I'm going with purple just so mine can be easily distinguished from the actual studio model (LOL)...yeah, that will be the ONLY difference between the two... :freak: 

I remember some of my favorite pics of the ship, and I see purple in those pics...

like this one...
http://www.lcarscom.net/fsd/enterprise/1701/ent-2.jpg


----------



## klgonsneedbotox (Jun 8, 2005)

That's interesting because the old reflective decals for the original "smoothies" had an aluminum colored sticker for the outboard nacelles. Maybe they got something right after all!!! 

Brushed aluminum eh...I can deal with that...


----------



## Nova Designs (Oct 10, 2000)

Wow, those dual color cathode tubes are awesome! I'm definitely ordering a set of those. Thanks for the link.


----------



## Chuck_P.R. (Jun 8, 2003)

That's what I thought when I saw them. Original credit goes to Cloudwalker though.


----------



## StarshipClass (Aug 13, 2003)

Purple!

It's always bothered me that the nacelle grilles AND the deflector are the same color of blue in a lot of the shots.


----------



## Chuck_P.R. (Jun 8, 2003)

PerfesserCoffee said:


> Purple!
> 
> It's always bothered me that the nacelle grilles AND the deflector are the same color of blue in a lot of the shots.


Yep.
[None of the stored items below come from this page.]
PR #5587, opened 2026-08-14
fix(usePointer): reset isInside on pointercancel

### LINKED ISSUE #5586: usePointer's isInside doesn't clear on pointercancel, only pointerleave
`usePointer`'s `isInside` ref is set `true` by the `pointerdown`/`pointermove`/`pointerup` handler and only reset to `false` by a dedicated `pointerleave` listener:

```ts
useEventListener(target, ['pointerdown', 'pointermove', 'pointerup'], handler, listenerOptions)
useEventListener(target, 'pointerleave', () => isInside.value = false, listenerOptions)
```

Obviously it was changed at some point.
Wish I could find that thread that referenced when that occurred.
I recall someone saying it was changed out before production filming began. 

I'm personally more interested in seeing the ship as it was seen onscreen, rather than how it looked to a few dozen industry employees/fans who got to see it before the change.

But that's just my own personal preference.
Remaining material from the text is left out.